**DATA FOR REVIEW:**
........
PR #1601, opened 2024-07-07
Add `:verify-guards :after-returns` option to `defines`

gjurgensen:
This mirrors the existing option provided by `define`.

The only notable implementation change is that `make-fn-defsection` is modified to return two sets of events. The produced `defsection` is split right after the returns theorems (if `:returns-no-induct t` and `:verify-guards :after-returns`) to allow for the `verify-guards` event to be place before the functions' additional events.

### DIFF
--- a/books/std/util/defines.lisp
+++ b/books/std/util/defines.lisp
@@ -28,6 +28,7 @@
 ;
 ; Original authors: Jared Davis <jared@centtech.com>
 ;                   Sol Swords <sswords@centtech.com>
+; Modified by Grant Jurgensen <grant@kestrel.edu> to add :after-returns support
 
 (in-package "STD")
 (include-book "define")
@@ -163,7 +164,15 @@ failures.  You can enable @(':verbosep t') for better debugging.</dd>
 
 
 <dt>:mode</dt>
-<dt>:guard-hints, :guard-debug, :verify-guards</dt>
+<dt>:guard-hints, :guard-debug</dt>
+
+<dt>:verify-guards val</dt>
+
+<dd>The value @('val') may be one of the following: @('t'), @('nil'), or
+@(':after-returns'). The first two correspond to what is described in @(see
+xargs). The keyword @(':after-returns') indicates that the guards of the
+functions are to be verified after the @(see returns-specifiers).</dd>
+
 <dt>:well-founded-relation, :measure-debug, :hints, :otf-flg</dt>
 <dt>:ruler-extenders</dt>
 
@@ -431,7 +440,7 @@ encapsulate), and is mainly meant as a tool for macro developers.</dd>
 ;;     (append (defguts->rest-events (car gutslist))
 ;;             (collect-rest-events-from-guts (cdr gutslist)))))
 
-(defun make-fn-defsection (guts cliquename process-returns)
+(defun make-fn-defsections (guts cliquename process-returns divide-defsections)
   (b* (((defguts guts) guts)
        (short      (getarg :short          nil guts.kwd-alist))
        (long       (getarg :long           nil guts.kwd-alist))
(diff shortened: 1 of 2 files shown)


books/std/util/defines.lisp
```diff
@@ -733,6 +768,12 @@ encapsulate), and is mainly meant as a tool for macro developers.</dd>
        ((unless (consp (cdr gutslist)))
         (raise "Error in ~x0: expected more than one function." name))
 
+       (verify-guards-after-returns
+         (eq (cdr (assoc :verify-guards kwd-alist)) :after-returns))
+       (kwd-alist (if verify-guards-after-returns
+                      (put-assoc :verify-guards 'nil kwd-alist)
```
solswords, line 774: I'd prefer that the kwd-alist stored in the defines-guts isn't changed like this -- if defines was called with :verify-guards :after-returns then it should reflect that

books/std/util/defines.lisp
```diff
@@ -440,34 +449,59 @@ encapsulate), and is mainly meant as a tool for macro developers.</dd>
...
-(defun collect-fn-defsections (gutslist cliquename process-returns)
+                   (let* ((world (w state))
+                          (events (returnspec-thms ',guts.name
+                                                   ',guts.name-fn
+                                                   ',guts.returnspecs
+                                                   world)))
+                     `(with-output :stack :pop (progn . ,events))))))
+        ,@(and (not divide-defsections)
+               rest-events))
+     `(,@(and divide-defsections
```
solswords, line 477: Do we have to divide it into two defsections to support putting verify-guards as a separate event?  Why not insert the verify-guards into the one defsection, between the returnspec-thms and the rest-events?

solswords (commented):
I'd rather keep it to one defsection if possible, but if there's a reason for it I can be convinced.

books/std/util/defines.lisp
gjurgensen: Sure, I can avoid modifying `kwd-alist` and just do the `put-assoc` when calling `get-xargs-from-kwd-alist`.

books/std/util/defines.lisp
gjurgensen: I think we need a single `verify-guards` after all of the returnspec-thms (from all the functions in the `defines`) but before their collective rest-events.

To be concrete, say we have a `defines` likes this:
```lisp
(defines foo
  :returns-no-induct t
  :verify-guards :after-returns
  (define foo (...)
    ...
    ///
    foo-other-events)
  (define bar (...)
    ...
    ///
    bar-other-events))
```
If we don't split the defsections, we'll generate:
```lisp
...
(defsection foo
  ...
  foo-return-thms
  foo-other-events
  ...)
(defsection bar
  ...
  bar-return-thms
  bar-other-events
  ...)
...
```
We want to put the `(verify-guards foo)` (verifying guards for both `foo` and `bar`) after `foo-return-thms` and `bar-return-thms`, but before `foo-other-events` and `bar-other-events`. With the current order of things, we can't do that. Hence why I thought we should generate (just when `:returns-no-induct t` and `:verify-guards :after-returns`):
```lisp
(defsection foo
  ...
  foo-return-thms)
(defsection bar
  ...
  bar-return-thms)
(verify-guards foo)
(defsection foo
  :extension foo
  foo-other-events
  ...)
(defsection bar
  :extension bar
  bar-other-events
  ...)
```

solswords: I see, that makes sense. How about additionally checking whether the function has rest-events at all before producing a second defsection for it? I think it might be fairly rare for the individual functions in the clique to have rest-events.

gjurgensen: Oh good point. I pushed a change to only divide sections if there are rest-events.

gjurgensen:
I realized the verify-guards event was being placed below all of the individual rest-events when `:returns-no-induct nil`. Fixed in the most recent commit.

solswords (approved):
........
**ACTION ITEM:** All lines with the word "mainly" need to be copied from the data above.

**RESPONSE BOX:**
@@ -431,7 +440,7 @@ encapsulate), and is mainly meant as a tool for macro developers.</dd>
@@ -733,6 +768,12 @@ encapsulate), and is mainly meant as a tool for macro developers.</dd>
@@ -440,34 +449,59 @@ encapsulate), and is mainly meant as a tool for macro developers.</dd>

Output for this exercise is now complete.